One of my earliest memories as a newly hired editorialist at the Orange County Register in the late 1990s was meeting with local property rights activists in a parking lot outside a subsidized shopping mall project and looking at their charts explaining why a process called “redevelopment” was such a problem. As we gawked at the fruits of redevelopment’s corporate welfare, they explained how these urban-renewal agencies float debt without accountability and routinely misuse eminent domain.
As I plunged deeply into the issue, I never forgot that sense of near hopelessness I felt in that parking lot. I never forgot the despair I saw on the faces of homeowners in Garden Grove as they begged the city to scotch a quietly hatched plan that would have driven them out of their middle-class neighborhood so that the city could market the land to a yet-to-be-determined theme-park developer.
Over the years, I’ve interviewed victims of eminent domain, many of them immigrant small-business owners who couldn’t believe what was happening to them in America. They were bullied, put out of business and forced to spend years battling City Hall rather than building a better life. The general public learned of the injustices after the 2005 U.S. Supreme Court’s Kelo decision, which upheld the “right” of governments to use eminent domain for these redevelopment-type economic projects. The grand revitalization project that destroyed Susette Kelo’s Connecticut neighborhood was abandoned and the site remains a spot to dump vegetation, a reminder that officials in the United States can’t plan an economy any better than their equivalents in the old Soviet empire. Free markets work better than central planning.
I’ve seen how this redevelopment process has distorted the market and made it more difficult for people without political connections to pursue their businesses and their dreams. Redevelopment embodies crony capitalism, but there’s so much money in it, so many consultants and politicians who benefit from it, that I never dreamed of the day when it could actually go away. Who would have thought that redevelopment agencies would be the ones on the outside looking in, scheming for new ways to regain some power and privilege?
Redevelopment officials are so used to getting their way with average citizens that they figured it would be no problem giving state elected officials the back of their hand. The seeds of their demise were sown after former Gov. Arnold Schwarzenegger attempted to divert some of their funds to fill the state budget hole. Redevelopment – which morphed years ago from a mechanism to fight urban blight into a scheme to divert county and state taxes to cities – is the creation of the state, so the governor argued that the state had the right to take some money. The League of California Cities and the California Redevelopment Association struck back with Proposition 22 in November 2010, which forbade state diversions of redevelopment funds. It was sold to the public as a means to stop Sacramento politicians’ raids on local road funds.
Redevelopment officials were gloating after their big victory, but then Gov.

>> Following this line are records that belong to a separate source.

PR #847, opened 2019-01-06
support revive and golangci-lint linters

### LINKED ISSUE #819: Support of golangci-lint
Hi!
Thank you for the great package. Please add support of [golangci-lint](https://github.com/golangci/golangci-lint). It's the tool similar to gometalinter.

To speed up development, you can take a look at how [existing integrations](https://github.com/golangci/golangci-lint#editor-integration) for another IDEs work.

In short, we just need to be able to run `golangci-lint run` and add flags (e.g. `--fast`) to it.

lloiser:
This PR introduces support for support [`revive`](https://github.com/mgechev/revive)and [`golangci-lint`](https://github.com/golangci/golangci-lint) linters in addition to [`gometalinter`](https://github.com/alecthomas/gometalinter)

closes #819

### DIFF
--- a/lib/main.js
+++ b/lib/main.js
@@ -78,7 +78,7 @@ export default {
     this.information = null
     this.implements = null
     this.importer = null
-    this.linter = null
+    this.golinter = null
     this.orchestrator = null
     this.outputManager = null
     this.panelManager = null
@@ -123,7 +123,7 @@ export default {
     )
     this.subscriptions.add(
       this.orchestrator.register('linter', (editor, path) => {
-        if (this.linter) this.linter.lint(editor, path)
+        if (this.golinter) this.golinter.lint(editor, path)
         return
       })
     )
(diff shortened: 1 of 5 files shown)


lib/main.js
```diff
@@ -426,8 +426,8 @@ export default {
   consumeLinter(registry: any) {
     this.buildLinter = registry({ name: 'go build' })
     this.subscriptions.add(this.buildLinter)
-    this.gometalinterLinter = registry({ name: 'gometalinter' })
-    this.subscriptions.add(this.gometalinterLinter)
+    this.linterLinter = registry({ name: 'go linter' })
```
zmb3: s/linterLinter/linter/g

package.json
```diff
@@ -397,9 +397,21 @@
...
+            "revive",
+            "golangci-lint"
+          ],
+          "order": 1
+        },
         "args": {
-          "title": "gometalinter Arguments",
-          "description": "Arguments to be passed when invoking `gometalinter`. Please ensure the `--json` argument is always included. Arguments are comma-separated.",
+          "title": "Linter Arguments",
+          "description": "Arguments to be passed when invoking the provided linter. Arguments are comma-separated.",
```
zmb3: For `additionalBuildArgs` and `additionalTestArgs` we use a config type of `string` and parse them with `yargs-parser`. 

We should probably be consistent for all config properties that represent arguments to feed into an external tool.

I prefer `string` over `array` as the string is more natural and looks exactly as you'd type it into a shell, rather than comma separating the args just to appease atom's config parser.

lib/main.js
lloiser: `this.linter` already exists, which is the go-plus `Linter` instance. Maybe I should rename `linterLinter` to `linterProvider` or something else...

package.json
lloiser: Makes sense. The only thing is backward compatibility. I would have to use `args.join(' ')` in case the args are still an array in the config. Maybe even write them back to the config afterwards.

PR #851, opened 2019-01-13
Fix builds

lloiser:


zmb3:
What one of the commits was the fix?  I spent a ton of time trying to figure this out and gave up.

lloiser:
First I tried to use the exact same macos image that the last green build had used (df63c95b2f90b7016b650164721c3157b96b112e) - no success
Then I added a whole lot of logs using jasmine assertions (5cb7b27950e57bd43ae2e9ecc82afb005c0bf11d) because console.log did not work - [eventually this got me into the right direction](https://travis-ci.org/joefitzgerald/go-plus/jobs/478979882#L175)

Turns out that `fsevents` was incompatible on macos for whatever reason (I do not have a mac at hand so I could not try...)
Luckily `fsevents` is only a dependency of [`babel-plugin-add-module-exports`](https://github.com/59naga/babel-plugin-add-module-exports).
This babel plugin transforms default exports into something that is easier to 
consume within nodejs.

The fix seemed rather easy: _just_ get rid of `export default` and `fsevents` will also vanish.
Unfortunately this was tricker than I initially thought because several files did not use flowtype at all and the main file did not type check properly.
So I ended up flowtyping everything, getting green tests and fixing some things on the way 😁 

My next step is to clean up all these intermediate commits by rebasing/squashing everything into a few commits only. No one needs those in the git history, right?

lib/format/formatter.js
```diff
@@ -50,7 +50,7 @@ class Formatter {
       console.log('skipping format, could not find tool', tool) // eslint-disable-line no-console
       return null
     }
-    const options = this.goconfig.executor.getOptions('project')
+    const options = this.goconfig.executor.getOptions('project', editor)
```
lloiser: shouldn't the formatter run in the context of the file it is formatting? So use `file` instead of `project`?

zmb3: If format tool is goimports and the project is using modules then the working dir needs to be project dir in order to resolve module dependencies and suggest the correct imports.

lib/panel/panel-manager.js
```diff
@@ -194,13 +180,15 @@ class PanelManager {
       return
     }
 
-    this.goPlusStatusBar = new GoPlusStatusBar({
+    const goPlusStatusBar = new GoPlusStatusBar({
```
lloiser: this code path is only called from main.js but the function there is not called. Should I remove it or actually use it, what do you think?

lloiser: Afaik this was only used to display some kind of busy indicator. It is not updated anywhere. I will remove it :)

zmb3: I think this was used to display the signature of the function under the cursor in the status bar.

This was powered by gocode, and I'm not sure if mdempsky/gocode even supports it anymore.  Plus, now that we have hover tooltips the future is less useful.   I'm all for removing it.

.travis.yml
```diff
@@ -49,10 +49,10 @@ git:
 addons:
   apt:
     packages:
-    - build-essential
```
zmb3: Did this change actually do anything? Pretty sure it shouldn't be necessary.

lib/get/get-manager.js
```diff
@@ -225,7 +225,7 @@ class GetManager {
       return { success: false, result: null, results: null }
     }
 
-    const executorOptions = this.goconfig.executor.getOptions('file')
```
zmb3: Why the change from file to project here?

lloiser: It did not make any sense to me to run `go get` in the context of the currently open file. This could have been any file without understanding it, and even falls back to the 'project' options in case no file is currently open.
I can revert it if necessary.

zmb3: no need to revert, was just curious

zmb3:
Looks good to merge if you're finished with it.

Jerry Brown came up with a work-around. He signed a law that shut down RDAs. After all, Prop. 22 can’t stop a raid from agencies that no longer exist. And then he also signed a law that allowed the agencies to come back to power after paying funds to the state. The redevelopment community challenged both laws and was pleased when the high court agreed to review them. But redevelopment advocates were stunned by the unanimous ruling that found that the Legislature was perfectly within its rights to abolish agencies that it had created and by the 6-1 ruling voiding the second law. The justices said that agencies cannot buy their way back into existence because that violates Prop. 22, the very initiative the RDAs had crafted. How sweet is that reasoning?
I celebrated Tuesday night at Philanthropist Moe Mohanna’s downtown Sacramento Oddfellows building. Many in this odd group of activists of the Left and Right had been abused by redevelopment agencies, including Mohanna. We ate Persian food and savored the rare victory
for the good guys. But we realized that redevelopment is, as the Monty Python troupe once said, “not quite dead.”
Let’s hope coalitions emerge this year to keep this Evil Thing in its grave.